DATA TO USE ::

PR #21200, opened 2024-10-03
ActivityPub inbox layout and improved profiles

djordjevlais:
- Improved inbox layout for the home screen, optimized for long-form content
- Added `Show all` button when profile details are too long


apps/admin-x-activitypub/src/components/search/ProfileSearchResultModal.tsx
```diff
@@ -31,6 +31,21 @@ const ProfileSearchResultModal: React.FC<ProfileSearchResultModalProps> = ({
         .filter(attachment => attachment.type === 'PropertyValue');
     const posts = profile.posts; // @TODO: Do any filtering / manipulation here
 
+    const [expanded, setExpanded] = useState(false);
```
mike182uk, line 202: I think we would be better calling this `isExpanded` / `setIsExpanded` for consistency

PR #21201, opened 2024-10-03
Added Greek, Indian(Hindi), Malay, Dutch, Portuguese, Russian. Spanish , Thai to search bar

russkiimike:
Quickly created some translations with open ai gpt 4 mini  just for the search bars so translation quality is subjective, some of the languages that I know natively look good (Russian and Greek) to me. Any corrections are welcome :)


cathysarisky (changes requested):
We cannot merge a PR with inaccurate language codes.   Well, we "can", but then they'll be in the wrong folder, and they won't get picked up by the translation package for the language intended.  Here's a list:
https://en.wikipedia.org/wiki/List_of_ISO_639_language_codes

Also note that we have Portuguese split into pt and pt-BR, so you may want to confirm which one you intended.

russkiimike:
I fixed the the codes and translations but the commit didnt show up in this thread ?

9larsons:
Hey @russkiimike it looks fine. Could you please remove the translations you are not a fluent speaker of, though? Ghost has quite the international user base and we'd prefer to source from native speakers. I'll update to the latest on main as we just pulled in a lot of translations.

fochoa8:
> Hey @russkiimike it looks fine. Could you please remove the translations you are not a fluent speaker of, though? Ghost has quite the international user base and we'd prefer to source from native speakers. I'll update to the latest on main as we just pulled in a lot of translations.

I got someone who can translate it to Portuguese. Russian, and Bengali. I give them props. Or get them to post by themselves.

cathysarisky (changes requested):
Renaming locales (pt -> pt-PT) will break every existing Ghost install that uses 'pt' as their locale.  Is there some compelling reason for this?

If it were going to happen, you'd have to update the locales file, too, but I think the better answer is: don't.

fochoa8:
> Renaming locales (pt -> pt-PT) will break every existing Ghost install that uses 'pt' as their locale. Is there some compelling reason for this?
> 
> If it were going to happen, you'd have to update the locales file, too, but I think the better answer is: don't.

I meant pt-br, sorry.

sagzy:
Hello @russkiimike, thanks for the contribution! 🙏 

As per @9larsons and @cathysarisky's reviews, could you please:
- open one PR per language
- only translate languages that you speak fluently (no AI-generated translations)
- not rename any locale files

Closing this PR in the meantime.

russkiimike:
Hi replying late, apologies! Will redo as per @sagzy request :)

PR #20631, opened 2024-07-19
Added hindi language translation

meSingh:
Added translations for Hindi language.

PR #21208, opened 2024-10-03
🌐 Hindi translations - original PR from meSingh, thank you! #20631

cathysarisky:
no ref

Hindi translations - original PR from meSingh, thank you! #20631


9larsons:
The problem seems to be that our test command runs `yarn translate`. I think this is a good thing, except that we're not catching it until it runs on CI, because it doesn't fail locally. Essentially, it's too easy to commit files from this repo and not have run `yarn test` or `yarn translate`. Probably less of an issue once we stop updating this frequently?

PR #21229, opened 2024-10-05
🎨 Added an "exclude" attribute to {{ghost_head}}

cathysarisky:
no ref

{{ghost_head}} is huge, and some power-users and theme creators want the ability to customize what it contains.  This PR makes it easier for a theme to write custom schema, or to load a custom version of portal/comments/search/etc, or to minimize load times by not loading scripts where they aren't needed, in a theme-specific way.  

Because ghost_head is controlled at the theme level, this gives folks in managed hosting the new ability to load a different version of the included app scripts (by preventing ghost_head from writing them and adding them in manually).

Usage example: ` {{ghost_head exclude="search,portal"}}  `
[lots more examples at https://ghost.slack.com/canvas/C018EKC56JF ]

(empty array)
	No changes to current behavior

search
	The built-in sodo-search script
	Includes adding the click event listener on buttons, generating the search index, and the UI.

portal
	The portal script
	Handles sign-in and sign-up, payments, tips, memberships, etc, and all the portal data-attributes.

announcement
	The announcement bar javascript
	If you'd like to use the announcement bar admin settings but not have it [mess up your CLS metric](https://www.spectralwebservices.com/blog/announcement-bar-a-review/), this is for you.

metadata
	Skips HTML tags for meta description, favicon, canonical url, robots, referrer
	Important for SEO

schema
	The LD+JSON schema
	Important for SEO

card_assets
	Loads cards.min.css and .js
	Needed on any page with a post body, unless your theme replaces them all. Assets can also be selectively loaded with the [card_assets override](https://ghost.org/docs/themes/content/?ref=spectralwebservices.com#editor-cards)

comment_counts
	Loads the comment_counts helper
	Needed if the page is using {{comments}} or data-ghost-comment-count attribute

social_data
	Produces the og: and twitter: attributes for social media sharing and previews
	Required for good social media cards

cta_styles
	Removes the call to action (CTA) styles
	Used for member signup and CTA cards - may be overwritten by your theme already


cathysarisky:
Yes, it's a whole bunch of 'how to break your site if you don't know what you're doing' options, but it also removes some limitations, especially for managed hosting users!

ghost/core/core/frontend/helpers/ghost_head.js
```diff
@@ -212,6 +220,37 @@ module.exports = async function ghost_head(options) { // eslint-disable-line cam
     const favicon = blogIcon.getIconUrl();
     const iconType = blogIcon.getIconType(favicon);
 
+    // loop over the head_excludes array and set the isUnwanted object to true for each item
+    if (options.data.config?.head_excludes) {
+        options.data.config.head_excludes.forEach((item) => {
+            isUnwanted[item] = true;
+        });
+    }
```
vikaspotluri123, line 228:
```suggestion
    const excludeList = new Set(options.data.config?.head_excludes ?? [])
```

cathysarisky: Thank you so much for your help here and on Slack!  Think I've got it all fixed up now!

cathysarisky:
Hey @JERXCHRS  - all the examples are over on my blog. https://www.spectralwebservices.com/blog/adding-new-features-to-ghost-head/  -- but I need to update, as exclude doesn't currently support a space between options.  (Needs to be exclude="portal,search" ... that's on the fix list!)

Right, all this does is remove the listed item, not alter it.  (More customizable schema would be awesome.  This gets you to a place where you can write your own without having weird duplications/contradictions, but it's probably not a full and easy solution to your problem.)  It is /technically/ possible to write schema in handlebars (I've done it), but yeah, it sucks.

WHAT YOU HAVE TO DO ::
Output the listing in full. Leave every line unchanged.

TASK ANSWER ::
PR #21200, opened 2024-10-03
ActivityPub inbox layout and improved profiles

djordjevlais:
- Improved inbox layout for the home screen, optimized for long-form content
- Added `Show all` button when profile details are too long


apps/admin-x-activitypub/src/components/search/ProfileSearchResultModal.tsx
```diff
@@ -31,6 +31,21 @@ const ProfileSearchResultModal: React.FC<ProfileSearchResultModalProps> = ({
         .filter(attachment => attachment.type === 'PropertyValue');
     const posts = profile.posts; // @TODO: Do any filtering / manipulation here
 
+    const [expanded, setExpanded] = useState(false);
```
mike182uk, line 202: I think we would be better calling this `isExpanded` / `setIsExpanded` for consistency

PR #21201, opened 2024-10-03
Added Greek, Indian(Hindi), Malay, Dutch, Portuguese, Russian. Spanish , Thai to search bar

russkiimike:
Quickly created some translations with open ai gpt 4 mini  just for the search bars so translation quality is subjective, some of the languages that I know natively look good (Russian and Greek) to me. Any corrections are welcome :)


cathysarisky (changes requested):
We cannot merge a PR with inaccurate language codes.   Well, we "can", but then they'll be in the wrong folder, and they won't get picked up by the translation package for the language intended.  Here's a list:
https://en.wikipedia.org/wiki/List_of_ISO_639_language_codes

Also note that we have Portuguese split into pt and pt-BR, so you may want to confirm which one you intended.

russkiimike:
I fixed the the codes and translations but the commit didnt show up in this thread ?

9larsons:
Hey @russkiimike it looks fine. Could you please remove the translations you are not a fluent speaker of, though? Ghost has quite the international user base and we'd prefer to source from native speakers. I'll update to the latest on main as we just pulled in a lot of translations.

fochoa8:
> Hey @russkiimike it looks fine. Could you please remove the translations you are not a fluent speaker of, though? Ghost has quite the international user base and we'd prefer to source from native speakers. I'll update to the latest on main as we just pulled in a lot of translations.

I got someone who can translate it to Portuguese. Russian, and Bengali. I give them props. Or get them to post by themselves.

cathysarisky (changes requested):
Renaming locales (pt -> pt-PT) will break every existing Ghost install that uses 'pt' as their locale.  Is there some compelling reason for this?

If it were going to happen, you'd have to update the locales file, too, but I think the better answer is: don't.

fochoa8:
> Renaming locales (pt -> pt-PT) will break every existing Ghost install that uses 'pt' as their locale. Is there some compelling reason for this?
> 
> If it were going to happen, you'd have to update the locales file, too, but I think the better answer is: don't.

I meant pt-br, sorry.

sagzy:
Hello @russkiimike, thanks for the contribution! 🙏 

As per @9larsons and @cathysarisky's reviews, could you please:
- open one PR per language
- only translate languages that you speak fluently (no AI-generated translations)
- not rename any locale files

Closing this PR in the meantime.

russkiimike:
Hi replying late, apologies! Will redo as per @sagzy request :)

PR #20631, opened 2024-07-19
Added hindi language translation

meSingh:
Added translations for Hindi language.

PR #21208, opened 2024-10-03
🌐 Hindi translations - original PR from meSingh, thank you! #20631

cathysarisky:
no ref

Hindi translations - original PR from meSingh, thank you! #20631


9larsons:
The problem seems to be that our test command runs `yarn translate`. I think this is a good thing, except that we're not catching it until it runs on CI, because it doesn't fail locally. Essentially, it's too easy to commit files from this repo and not have run `yarn test` or `yarn translate`. Probably less of an issue once we stop updating this frequently?

PR #21229, opened 2024-10-05
🎨 Added an "exclude" attribute to {{ghost_head}}

cathysarisky:
no ref

{{ghost_head}} is huge, and some power-users and theme creators want the ability to customize what it contains.  This PR makes it easier for a theme to write custom schema, or to load a custom version of portal/comments/search/etc, or to minimize load times by not loading scripts where they aren't needed, in a theme-specific way.  

Because ghost_head is controlled at the theme level, this gives folks in managed hosting the new ability to load a different version of the included app scripts (by preventing ghost_head from writing them and adding them in manually).

Usage example: ` {{ghost_head exclude="search,portal"}}  `
[lots more examples at https://ghost.slack.com/canvas/C018EKC56JF ]

(empty array)
	No changes to current behavior

search
	The built-in sodo-search script
	Includes adding the click event listener on buttons, generating the search index, and the UI.

portal
	The portal script
	Handles sign-in and sign-up, payments, tips, memberships, etc, and all the portal data-attributes.

announcement
	The announcement bar javascript
	If you'd like to use the announcement bar admin settings but not have it [mess up your CLS metric](https://www.spectralwebservices.com/blog/announcement-bar-a-review/), this is for you.

metadata
	Skips HTML tags for meta description, favicon, canonical url, robots, referrer
	Important for SEO

schema
	The LD+JSON schema
	Important for SEO

card_assets
	Loads cards.min.css and .js
	Needed on any page with a post body, unless your theme replaces them all. Assets can also be selectively loaded with the [card_assets override](https://ghost.org/docs/themes/content/?ref=spectralwebservices.com#editor-cards)

comment_counts
	Loads the comment_counts helper
	Needed if the page is using {{comments}} or data-ghost-comment-count attribute

social_data
	Produces the og: and twitter: attributes for social media sharing and previews
	Required for good social media cards

cta_styles
	Removes the call to action (CTA) styles
	Used for member signup and CTA cards - may be overwritten by your theme already


cathysarisky:
Yes, it's a whole bunch of 'how to break your site if you don't know what you're doing' options, but it also removes some limitations, especially for managed hosting users!

ghost/core/core/frontend/helpers/ghost_head.js
```diff
@@ -212,6 +220,37 @@ module.exports = async function ghost_head(options) { // eslint-disable-line cam
     const favicon = blogIcon.getIconUrl();
     const iconType = blogIcon.getIconType(favicon);
 
+    // loop over the head_excludes array and set the isUnwanted object to true for each item
+    if (options.data.config?.head_excludes) {
+        options.data.config.head_excludes.forEach((item) => {
+            isUnwanted[item] = true;
+        });
+    }
```
vikaspotluri123, line 228:
```suggestion
    const excludeList = new Set(options.data.config?.head_excludes ?? [])
```

cathysarisky: Thank you so much for your help here and on Slack!  Think I've got it all fixed up now!

cathysarisky:
Hey @JERXCHRS  - all the examples are over on my blog. https://www.spectralwebservices.com/blog/adding-new-features-to-ghost-head/  -- but I need to update, as exclude doesn't currently support a space between options.  (Needs to be exclude="portal,search" ... that's on the fix list!)

Right, all this does is remove the listed item, not alter it.  (More customizable schema would be awesome.  This gets you to a place where you can write your own without having weird duplications/contradictions, but it's probably not a full and easy solution to your problem.)  It is /technically/ possible to write schema in handlebars (I've done it), but yeah, it sucks.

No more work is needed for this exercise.